我的婚服上缀饰的珠宝,多半都是旧有的,其中有一件却是崭新的,晶莹明丽,光彩四射。
这些珠宝,就是我所受的一些痛苦的考验。
那时爸爸的病势已极沉重,他之未能前来参加我发愿仪式,对我实是一大打击——这本是一件小事,却是令人伤心之至。
在医院中,爸爸的病情,有时似稍有好转,他便被搀扶出来,坐在马车上散散心,而他坐火车来参加我的发愿仪式,不知是否合适。
瑟琳亟愿爸爸能于我披头纱时前来,自不消说。
她在信上写着:「我并不敢劳动他,使他在整个的仪式进行时都在场,我只希望在典礼告终时我能把他请出来,陪他安安静静的在修院会客室的格栏前,降福小德兰。」
亲爱的瑟琳是多么好!
「爱之所在,无所不能。
一切似乎皆可能, 一切似乎皆可行。」
受了爱力驱使的人,完全不同于平常人之小心翼翼,谨慎行事,不敢向前迈一大步!
这次天主却让我小心谨慎了——藉了这个以为我克制自己的适当的方法。
父亲是来不成了,我得像一个孤儿似的,举行我的神婚大典,我只有怀了更坚定的信心向在天之父祷求。

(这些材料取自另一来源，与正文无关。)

PR #3096, opened 2026-04-10
Fix GameSpy query handler to parse only received datagram bytes

### LINKED ISSUE #3103: [Bug]: GameSpy query handling can allow stale bytes to be incorrectly read
### Affected Version

2026.04.11-1.21.11

### Describe the bug

The query loop for GameSpy query handling reused a fixed-size byte array and wrapped the entire array for parsing, which could allow stale bytes from previous packets to be considered part of the current packet.

1. Enable query on the server.
2. Use one UDP client socket and send a normal handshake packet: FE FD 09 plus any 4-byte session ID.
3. Read the challenge token from the reply.
4. Send a full stat request from the same socket: FE FD 00 plus the same session ID, the challenge token, and 4 padding bytes.
5. Immediately send a basic stat request from the same socket: FE FD 00 plus the same session ID and the challenge token, but without the 4 padding bytes.

### Code sample

```java
[Paste your code here]
```

proplayer919:
Fix UDP query packet parsing so each packet is decoded strictly from the bytes actually received.

The query loop reused a fixed-size byte array and wrapped the entire array for parsing, which could allow stale bytes from previous packets to be considered part of the current packet.

Fixes #3103.

## Changes

- Parse query payloads with `DatagramPacket` offset/length.
- Ignore datagrams shorter than the minimum header size.
- Add defensive length checks before reading:
  - handshake session id (`int`)
  - stat session id + challenge token (`int` + `int`)

## Types of changes

## Checklist

merging your code._

## Further comments


kermandev:
We have had internal discussions and the Query API is going to be removed in the next/26.1 release. If you need to use it in your project consider extracting it, as it should be very portable.

PR #3115, opened 2026-04-20
feat: Make MetadataHolder not only for Entity class

MelonHell:
This change allows the notNotifiedChanges functionality to be used independently of Entity.


src/main/java/net/minestom/server/entity/MetadataHolder.java
```diff
@@ -145,6 +145,20 @@ private byte setMaskByte(byte data, byte byteMask, int offset, byte newValue) {
         return (byte) ((data & ~byteMask) | ((newValue << offset) & byteMask));
     }
 
+    public Map<Integer, Metadata.Entry<?>> setNotifyAboutChangesAndGet() {
```
kermandev, line 148: Should update the existing method instead to return the copy instead of adding this.

mworzala:
Returning the map from setNotifyAboutChanges seems fine, but why not go a step further and just take a `Consumer<the map>` in the constructor instead of the entity and remove the dependency on `Entity` completely?

As is, you would have to wrap every change with a notifyAboutChanges pair otherwise you miss the change completely with no entity.

kermandev (changes requested):
Please add a unit test for ensuring the consumer is called without an entity should be added, for notifyAboutChanges and without.

kermandev (approved):

PR #3, opened 2023-01-30
Add fake interface for workflow outputs, temporarily

Fryguy:


agrare:
This is no longer necessary now that the outputs from the steps are properly processed according to the ASL language and saved in the workflow instance record.

PR #6, opened 2023-03-14
Add specs for Workflow and WorkflowInstance

agrare:


agrare:
Cross-repo is green on these specs, merging

PR #7, opened 2023-03-15
Credentials references

agrare:
Allow users to add references to `Authentication` records in their `Workflow#credentials` property without having to embed the credentials directly in the record.

This uses a JSON Path style so for example: `{"username" => "$.service-now.userid", "password" => "$.service-now.password"}` would query for an authentication record with the name `service-now` and then retrieve the `userid` and `password` fields.

It is critical that the credential names be unique within the tenant, something which isn't guaranteed by the current `Authentication` model so I've added the validation to the `Workflows::AutomationManager::Authentication` subclass.

I'm also attaching the credential records to the seeded `Workflows::AutomationManager` here so they have something to relate to but that isn't strictly required for this to work.

TODO:
- [x] Enforce RBAC when querying the credentials (tenant+user)

Depends:
- [x] https://github.com/ManageIQ/manageiq-providers-workflows/pull/12
~~- [ ] Add miq_group_id to workflow_instances~~

### DIFF
--- a/app/models/manageiq/providers/workflows/automation_manager/authentication.rb
+++ b/app/models/manageiq/providers/workflows/automation_manager/authentication.rb
@@ -1,4 +1,4 @@
-class ManageIQ::Providers::Workflows::AutomationManager::Authentication < ManageIQ::Providers::AutomationManager::Authentication
+class ManageIQ::Providers::Workflows::AutomationManager::Authentication < ManageIQ::Providers::EmbeddedAutomationManager::Authentication
   validates :name, :presence => true, :uniqueness_when_changed => {:scope => [:tenant_id]},
             :format => {:with => /\A[\w\-]+\z/i, :message => N_("may contain only alphanumeric and _ - characters")}
 end
--- a/app/models/manageiq/providers/workflows/automation_manager/authentication.rb
+++ b/app/models/manageiq/providers/workflows/automation_manager/authentication.rb
@@ -1,0 +1,3 @@
+class ManageIQ::Providers::Workflows::AutomationManager::Authentication < ManageIQ::Providers::AutomationManager::Authentication
+  validates :name, :presence => true, :uniqueness_when_changed => {:scope => [:tenant_id]}
+end
--- a/app/models/manageiq/providers/workflows/automation_manager/authentication.rb
+++ b/app/models/manageiq/providers/workflows/automation_manager/authentication.rb
@@ -1,4 +1,4 @@
 class ManageIQ::Providers::Workflows::AutomationManager::Authentication < ManageIQ::Providers::EmbeddedAutomationManager::Authentication
-  validates :name, :presence => true, :uniqueness_when_changed => {:scope => [:tenant_id]},
+  validates :ems_ref, :presence => true, :uniqueness_when_changed => {:scope => [:tenant_id]},
             :format => {:with => /\A[\w\-]+\z/i, :message => N_("may contain only alphanumeric and _ - characters")}
 end
--- a/app/models/manageiq/providers/workflows/automation_manager/authentication.rb
+++ b/app/models/manageiq/providers/workflows/automation_manager/authentication.rb
@@ -1,3 +1,4 @@
 class ManageIQ::Providers::Workflows::AutomationManager::Authentication < ManageIQ::Providers::AutomationManager::Authentication
-  validates :name, :presence => true, :uniqueness_when_changed => {:scope => [:tenant_id]}
+  validates :name, :presence => true, :uniqueness_when_changed => {:scope => [:tenant_id]},
+            :format => {:with => /\A[\w\-]+\z/i, :message => N_("may contain only alphanumeric and _ - characters")}
 end
--- a/app/models/manageiq/providers/workflows/automation_manager/workflow_instance.rb
+++ b/app/models/manageiq/providers/workflows/automation_manager/workflow_instance.rb
@@ -47,7 +47,7 @@ class ManageIQ::Providers::Workflows::AutomationManager::WorkflowInstance < Mana
 
         authentication.send(field)
       else
-        ManageIQ::Password.try_decrypt(val)
+        val
       end
     end
 
--- a/app/models/manageiq/providers/workflows/automation_manager/workflow_instance.rb
+++ b/app/models/manageiq/providers/workflows/automation_manager/workflow_instance.rb
@@ -40,9 +40,9 @@ class ManageIQ::Providers::Workflows::AutomationManager::WorkflowInstance < Mana
   def run
     creds = credentials&.transform_values do |val|
       if val.start_with?("$.")
-        name, field = val.match(/^\$\.(?<name>.+)\.(?<field>.+)$/).named_captures.values_at("name", "field")
+        ems_ref, field = val.match(/^\$\.(?<ems_ref>.+)\.(?<field>.+)$/).named_captures.values_at("ems_ref", "field")
 
-        authentication = Rbac.filtered(manager.authentications.where(:name => name), :userid => run_by_userid, :miq_group_id => miq_group_id).first
+        authentication = Rbac.filtered(manager.authentications.where(:ems_ref => ems_ref), :userid => run_by_userid, :miq_group_id => miq_group_id).first
         raise ActiveRecord::RecordNotFound, "Couldn't find Authentication" if authentication.nil?
 
         authentication.send(field)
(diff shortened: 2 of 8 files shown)


app/models/manageiq/providers/workflows/automation_manager/authentication.rb
```diff
@@ -0,0 +1,3 @@
+class ManageIQ::Providers::Workflows::AutomationManager::Authentication < ManageIQ::Providers::AutomationManager::Authentication
+  validates :name, :presence => true, :uniqueness_when_changed => {:scope => [:tenant_id]}
```
agrare, line 2: TODO enforce a format that doesn't allow for spaces/periods so the JSON path regex will work, thinking non-fqdn hostname pattern would be good (something like `[a-zA-Z0-9\-]`)

Fryguy: :+1: This also will prevent json injection attacks

spec/models/manageiq/providers/workflows/automation_manager/workflow_instance_spec.rb
```diff
@@ -55,10 +51,44 @@
...
   describe "#run" do
-    it "test" do
+    it "sets the status to success" do
       workflow_instance.run
 
       expect(workflow_instance.reload.status).to eq("success")
     end
+
+    context "with a Credentials property in the workflow_content" do
+      let(:credentials) { {"username" => "$.my-credential.userid", "password" => "$.my-credential.password"} }
```
Fryguy, line 61: My only concern here is that it's not really discoverable at the moment, but I can't think of anything better.

agrare: There is a `GET /api/authentications` endpoint with `embedded_automation_manager_credentials_*` role permissions would that work?

app/models/manageiq/providers/workflows/automation_manager/workflow_instance.rb
```diff
@@ -39,7 +39,15 @@ def queue_callback(state, message, _result)
 
   def run
     creds = credentials&.transform_values do |val|
-      ManageIQ::Password.try_decrypt(val)
+      if val.start_with?("$.")
+        name, field = val.match(/^\$\.(?<name>.+)\.(?<field>.+)$/).named_captures.values_at("name", "field")
+
+        # TODO: this isn't filtering out authentication records from other tenants
+        authentication = Rbac.filtered_object(ext_management_system.authentications.find_by!(:name => name), :userid => userid, :miq_group => miq_group, :class => Authentication)
```
agrare, line 46: @kbrock I wonder if you could educate me on how `Rbac.filtered_object` works, this isn't filtering out auth records from other tenants

agrare: I _think_ this is because there is no `Authentication` in `TENANT_ACCESS_STRATEGY` so we're returning everything.  If I add `'Authentication' => :ancestor_ids` then this works but I don't know if that will break other things

app/models/manageiq/providers/workflows/automation_manager/workflow_instance.rb
```diff
@@ -39,7 +39,18 @@ def queue_callback(state, message, _result)
...
+        name, field = val.match(/^\$\.(?<name>.+)\.(?<field>.+)$/).named_captures.values_at("name", "field")
+
+        # TODO: this isn't filtering out authentication records from other tenants
+        authentication = ext_management_system.authentications.find_by!(:name => name)
+        authentication = Rbac.filtered_object(authentication, :userid => userid, :miq_group => miq_group, :class => Authentication)
+        raise ActiveRecord::RecordNotFound if authentication.nil?
+
+        authentication.send(field)
+      else
+        ManageIQ::Password.try_decrypt(val)
```
agrare, line 52: NOTE now that we allow external credentials do we want to allow inline encrypted credentials?

app/models/manageiq/providers/workflows/automation_manager/authentication.rb
```diff
@@ -0,0 +1,4 @@
+class ManageIQ::Providers::Workflows::AutomationManager::Authentication < ManageIQ::Providers::AutomationManager::Authentication
+  validates :name, :presence => true, :uniqueness_when_changed => {:scope => [:tenant_id]},
+            :format => {:with => /\A[\w\-]+\z/i, :message => N_("may contain only alphanumeric and _ - characters")}
```
agrare, line 3: NOTE leave name as a user friendly description and use `#ems_ref` as the "unique" value for the purposes of querying from the workflow Credentials reference

app/models/manageiq/providers/workflows/automation_manager/authentication.rb
agrare, line 1: NOTE what will these authentication record be tied to, users might not have visibility to the `ManageIQ::Providers::Workflows::AutomationManager` instance but they have to be able to create authentication records

app/models/manageiq/providers/workflows/automation_manager/workflow_instance.rb
kbrock: I would prefer that we don't allow any passwords in requests/responses, and that we force this workflow.
But that is probably unrealistic.

app/models/manageiq/providers/workflows/automation_manager/authentication.rb
agrare: @Fryguy what if we associate these with a Tenant / MiqGroup ?

app/models/manageiq/providers/workflows/automation_manager/workflow_instance.rb
agrare: It seems like dropping the `:class => Authentication` removed the need for `TENANT_ACCESS_STRATEGY` :shrug:

app/models/manageiq/providers/workflows/automation_manager/workflow_instance.rb
```diff
@@ -39,7 +39,16 @@ def queue_callback(state, message, _result)
 
   def run
     creds = credentials&.transform_values do |val|
-      ManageIQ::Password.try_decrypt(val)
+      if val.start_with?("$.")
+        name, field = val.match(/^\$\.(?<name>.+)\.(?<field>.+)$/).named_captures.values_at("name", "field")
+
+        authentication = Rbac.filtered_object(ext_management_system.authentications.find_by!(:name => name), :userid => userid, :miq_group_id => miq_group_id)
```
agrare, line 45: NOTE I had to use `miq_group_id` here instead of `miq_group` because we dropped the `OwnershipMixin` from the core PR pending a discussion about how we want to RBAC these

kbrock: can we do a `where` instead of `find_by?`

Where will only bring back the objects once.
find_by will bring back all records, send them back to the db, and then download again.

agrare: Huh? `find_by` does a `SELECT LIMIT 1` not sure how that brings back all the records

agrare:
> Is there a way for us to create a foreign entity (hopefully one that has rbac already on it) and let the user use that? GenericProvider (new) or GenericObject comes to mind.

I think that greatly complicates the authoring of Workflows, since rather than `$.one-unique-field` they'll have to deal with multiple intermediate models each with different rules for uniqueness.  Uniquely referencing a VM vs a Host vs an EMS vs a Generic Object are all slightly different.

kbrock:
Yes, this does seem notably more complicated.

ok, so I'm thinking the authtype will dictate how the workflow connects to a host. Some use ssh keys, and others use username/password. Think that would be out of the hands of the workflow author and a `connect($authrecord)` would be used

We were talking about supporting an existing ems (which has multiple authentication types).
The secondary object (host, vm, generic) seems the only addition of complexity though. But it is taking complex and increasing it.

For the existing solution, the user would see what in the dropdown?
"#{ems.name} - #{object.name || ""} - #{auth_type}" maybe userid

Almost feel like `ems_id` needs to be in authentications. (yes, many times this will be the resource_id or indirectly associated with the resource_id)

agrare:
I think I'd rather create a new `Credentials` model if we aren't able to use Authentications due to Rbac/Tenancy.

So the question is, are we not able to use Authentications due to Rbac/Tenancy?

app/models/manageiq/providers/workflows/automation_manager/workflow_instance.rb
agrare: Okay done

agrare:
Now that we're using `ConfigurationScriptBase` there is an authentications join-table, I figure to get this in without all of the RBAC/OwnershipMixin stuff we could have whoever is managing the Workflow associate credential records with it "manually" for now.  Really just want to unblock this PR somehow.

agrare:
@Fryguy could you take a look at this one?

kbrock:
For global providers (automate, workflows), they are seeded and linked to the global tenant. we can only use Rbac directly on this object
For tenant based providers (vmware, openshift), do we want to use rbac from the ems?
Or is it possible copy it across from the provider to the auth record? So it is simpler/consistent?

Lets get this nailed down.
This has stalled us (Adam) too much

在提到这些事以后,我原应该先说到我在发愿前所做的僻静;那并未使我得到什么神慰,只感到枯燥乏味,且有被抛置一旁的感觉。
吾主又再度在船上睡着了。
有几人能体恤他而不去惊动他的安眠呢?
他原不能总是应答人们的呼求,为他们做这做那啊;我宁愿让他静静的睡着,不受惊扰。
我敢断言,在我抵达天乡,开始我永恒的退省以前,他是不会使我体味出他莅临的快乐了;我并不为此事而抱怨,我要他这样待我。
自然,由我的缺少神慰,可以见出我绝非圣人。
我想,我之于祈祷中只感到枯燥乏味,实应归咎于我自己的错误,我自己的冷淡,以及信心之缺乏。
经过了七年的修道院生活之后,我口诵祷语且向主虔致感恩之情时,竟仍是如此的板滞而乏味,我自己也像是入睡了一般,又有什么理由可以推脱呢?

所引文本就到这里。